Electron-proton energy relaxation rates are assessed using molecular dynamics (MD) simulations in weakly-coupled hydrogen plasmas. To this end, we use various approaches to extract the energy relaxation rate from MD-simulated temperatures, and we find that existing extracting approaches may yield results with a sizable discrepancy larger than the variance between analytical models, which is further verified by well-known case studies. Present results show that two of the extracting approaches can produce identical results, which is attributed to a proper treatment of relaxation evolution. To discriminate the use of various methods, an empirical criterion with respect to initial plasma temperatures is proposed, which can self-consistently explain the cases considered. In addition, for a transient electron-proton plasma, we show that it is possible to extrapolate the Coulomb logarithm from that derived by initial plasma parameters in a single MD calculation, which is reasonably consistent with previous MD data.

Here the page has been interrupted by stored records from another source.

Issue #366, opened 2025-04-23
Beef up testing of checkout flow corner case testing


cryptix:
user testing showed the app tried to clear the basket when proceeding to checkout with insufficient stock.

additionally should show out-of-stock error code better before trying to clone the order, which is why we are seeing "error clearing cart" on the checkout button.

cryptix:
I'm not sure if I have the full picture but there is a spectrum of things here. Let's start with what we can do without bubbling up changes to network-schema / the relay.

1. We should be able to just show "out of stock" error
2. We should make sure when we clear & clone the cart, and not do so in this case. (We might be just hiding the out-of-stock error because we immediately try to re-create it, running into the same issue with the new cart. This hypothesis needs to be tested, tho.)

Now, this error alone doesn't tell the user much. Since we don't include the ListingID in the error code they still need to guess but it's less opague. (For historical reasons the ID isn't there right now. We used to fire these when adding an item. We are now checking quantities at checkout for all items together). So, I think next should be exposing that in some structural manor. 

3. Add ListingID to OutOfStock errors (probably should do this for NotFound, too just for consistency). Then we could show the affected Listing in the toaster, for example.
4. I'd also argue we should add more 'non-happy path tests', especially around these "do we need to clone the cart and start over" cases.

cryptix:
> `MIN(stock_remaining, chosenQuantity)`

`stock_remaining` isn't directly accessible to a customer. The exact inventory is private data to the merchant. We do have `StockStatuses` on items but these are not tied used or set by the frontend yet.

wanderer:
@cryptix the cart is just in the front-end now and doesn't exist on the relay correct? We only have orders on the relay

Our results are helpful to obtain accurate MD-based energy relaxation rates.

Figure 1

Comparison of MD simulation results with fitted results by various schemes. (a) Full relaxation dynamics, (b) partial relaxation dynamics, (c) optimal fitting procedure. Note that (b) employs a logarithmic y axis. In order to facilitate the comparison between fitted and MD results, (c1) shows their difference. More details can be found in the main text.

Figure 2

Time evolution of the electron and ion temperature for MD simulations (solid square symbols), together with the fitting results of full relaxation dynamics (S1, red curves) and optimal fitting procedure (S3, green curves). For comparison, the analytical LS (blue curves), GMS (pink curves), BPS (purple curves), and DD (orange curves) results are shown. This illustration corresponds to case F in Table 1

Figure 3

Plasma parameters $g$ as a function of time for cases A–F analyzed in Table 1. For a better comparison, $g$ is normalized by its value at $t=0$ and the time is scaled to unity. The gray dashed line indicates the normalized plasma parameter equal to 1 at any times.

Figure 4

The Coulomb logarithm $(ln\mathrm{\Lambda })$ vs the plasma parameter $\left(g\right)$. The solid curve is computed by a single MD simulation with $n_i=n_e=3.35\times {10}^{22}{\mathrm{cm}}^{-3}$, $T_e^0=50$ eV, and $T_i^0=1000$ eV (case F in Table 1). Symbols are independent MD results reported in Ref. [37].

Figure 5

The Coulomb logarithm ($ln\mathrm{\Lambda }$) vs the number of electrons used in the MD simulations.